* WORK ORDER:
Could you transcribe all of the data word for word?

(Saved entries)
────────

PR #753, opened 2022-02-21
[PRODX-21978]: Changed namespace status to 'Synced' while Cloud is updating

AntonNos:
Screenshot 2022-02-21 at 12 26 04


bnalisnikovskiy (approved):
Looks good and simple. It should be enough for our case :+1:

stefcameron (approved):
👍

────────

* EXERCISE ANSWER:
PR #753, opened 2022-02-21
[PRODX-21978]: Changed namespace status to 'Synced' while Cloud is updating

AntonNos:
Screenshot 2022-02-21 at 12 26 04


bnalisnikovskiy (approved):
Looks good and simple. It should be enough for our case :+1:

stefcameron (approved):
👍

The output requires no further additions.